No model is leak-proof by construction. Silo defends against most cross-tenant leaks but inherits leak risk in any shared management surface (admin UI, billing). RLS defends DB but not application caches.
Cost vs isolation is a real trade-off. Microsoft's docs note that "if a single tenant requires a specific infrastructure cost, 100 tenants probably require 100 times that cost" in pure silo.
Compliance scope. Some regulators (e.g., FedRAMP High, certain healthcare regimes) effectively mandate silo for certain data classifications. Check counsel-of-record before assuming pool is acceptable.

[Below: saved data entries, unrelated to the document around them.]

PR #736, opened 2019-01-25
update entity matching to allow some people to have external ids and some to not

### LINKED ISSUE #716: entity match if not all entities have external_id
@terinpw found a site with historical booking info where only the current booking has a booking ID. We should match properly in this case, but right now we assume that all entities either do or don't have ids

terinpw:
closes #716


recidiviz/persistence/entity_matching.py
```diff
@@ -48,13 +48,38 @@ def match_entities(
...
-    if _has_external_ids(ingested_people):
-        db_people = database.read_people_by_external_ids(session, region,
-                                                         ingested_people)
-    else:
-        db_people = database.read_people_with_open_bookings(session, region,
-                                                            ingested_people)
+    with_external_ids = []
+    without_external_ids = []
 
+    for ingested_person in ingested_people:
```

Azure subscription / AWS account limits. Per Microsoft docs: "you're more likely to reach Azure resource scale limits when you have a shared set of infrastructure." Pool models hit account-level quotas faster than silo.

References

AWS Well-Architected SaaS Lens - Tenant Isolation: docs.aws.amazon.com/wellarchitected/latest/saas-lens/tenant-isolation.html.
Microsoft Azure Architecture Center - Tenancy Models: learn.microsoft.com/en-us/azure/architecture/guide/multitenant/considerations/tenancy-models.
Microsoft Deployment Stamps pattern (related): learn.microsoft.com/en-us/azure/architecture/patterns/deployment-stamp.
Supabase RLS guide (consumed in row-level-security-postgres-reference): supabase.com/docs/guides/database/postgres/row-level-security.
Consumed by: tenant-leak-test-author, cross-tenant-data-leak-tests, tenant-id-propagation-tracer, tenant-leak-critic.